Facebook is so mainstream that you'd be hard pressed to find anyone who hasn't at least heard of it. And more to the point, if someone is ever going to get a Facebook account then the odds are they've already done it.

Looking at my own usage and that of friends, I'd say that the novelty is wearing off. I log in once a day, but these days there's really only a few people actually posting anything at all. The rest have become passive, very occasional users.

It's a craze just like the many other crazes that have come and gone over the years. It's only a matter of time until someone comes up with something better, and then that's it. 

Remember Myspace? Does _anyone_ apart from actual musicians still use it? A quick check of my friends finds that most accounts are still there but simply stopped being updated quite some time ago when that craze ended.

It might be something to speculate on, but it's not a "bottom drawer" investment in my opinion.
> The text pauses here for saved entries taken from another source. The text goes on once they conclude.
PR #1802, opened 2023-01-19
Simplify query and execute type definitions

### LINKED ISSUE #1329: Problematic overload definitions for Connection.query()
Current definition of Connection.query() methods, with 4 overloads, makes it difficult to write a wrapper on top of Connection class:
```typescript
type ResultVariants = RowDataPacket[][] | RowDataPacket[] | OkPacket | OkPacket[] | ResultSetHeader;
type QueryValues = any | any[] | { [param: string]: any };
type SqlResult<T extends ResultVariants> = [T, FieldPacket[]];

query<T extends ResultVariants>(sql: string, values?: QueryValues): Promise<SqlResult<T>>;
query<T extends ResultVariants>(sql: mysql.QueryOptions, values?: QueryValues): Promise<SqlResult<T>>;
query<T extends ResultVariants>(sql: string | mysql.QueryOptions, values?: QueryValues): Promise<SqlResult<T>> {
  return this.connImpl.query(sql, values);
}
```
TSC gives following error:
>  error TS2769: No overload matches this call.
  Overload 1 of 4, '(sql: string, values: any): Promise<[T, FieldPacket[]]>', gave the following error.
    Argument of type 'string | QueryOptions' is not assignable to parameter of type 'string'.
      Type 'QueryOptions' is not assignable to type 'string'.
  Overload 2 of 4, '(options: QueryOptions, values: any): Promise<[T, FieldPacket[]]>', gave the following error.
    Argument of type 'string | QueryOptions' is not assignable to parameter of type 'QueryOptions'.
      Type 'string' is not assignable to type 'QueryOptions'.
   return this.connImpl.query(sql, values);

According to stats on Alexa.com about 45% of internet users are using Facebook with virtually no growth since the 3rd quarter of 2011 when a steady uptrend came to a halt.

That compares to Myspace with just 0.76% of people now using it, and Twitter which looks to have peaked at about 11% (now in a downtrend) around the same time as Facebook's growth ended.


----------



## wayneL

*Re: Facebook IPO*



Smurf1976 said:


> Facebook is so mainstream that you'd be hard pressed to find anyone who hasn't at least heard of it. And more to the point, if someone is ever going to get a Facebook account then the odds are they've already done it.
> 
> Looking at my own usage and that of friends, I'd say that the novelty is wearing off. I log in once a day, but these days there's really only a few people actually posting anything at all. The rest have become passive, very occasional users.
> 
> It's a craze just like the many other crazes that have come and gone over the years. It's only a matter of time until someone comes up with something better, and then that's it.
> 
> Remember Myspace? Does _anyone_ apart from actual musicians still use it? A quick check of my friends finds that most accounts are still there but simply stopped being updated quite some time ago when that craze ended.
> 
> It might be something to speculate on, but it's not a "bottom drawer" investment in my opinion. According to stats on Alexa.com about 45% of internet users are using Facebook with virtually no growth since the 3rd quarter of 2011 when a steady uptrend came to a halt.
> 
> That compares to Myspace with just 0.76% of people now using it, and Twitter which looks to have peaked at about 11% (now in a downtrend) around the same time as Facebook's growth ended.




Great time to milk some equity out of it then. That's how I've always looked at the float, rather than a growth story.

Masterstroke.


----------



## notting

*Re: Facebook IPO*



wayneL said:


> Great time to milk some equity out of it then. That's how I've always looked at the float, rather than a growth story.
> Masterstroke.




The pre float final price was indeed a master stroke.
However it has not yet traded  too far below the initial offering prices being bandied around as expensive prior to the float. 
The argument about MySpace doesn't hold because they all went to Facebook! The fad didn't fade it increased and migrated.
Besides  Who wants to be Murdoch's bitch? (maybe a Chinese spy will play the role.) I digress. 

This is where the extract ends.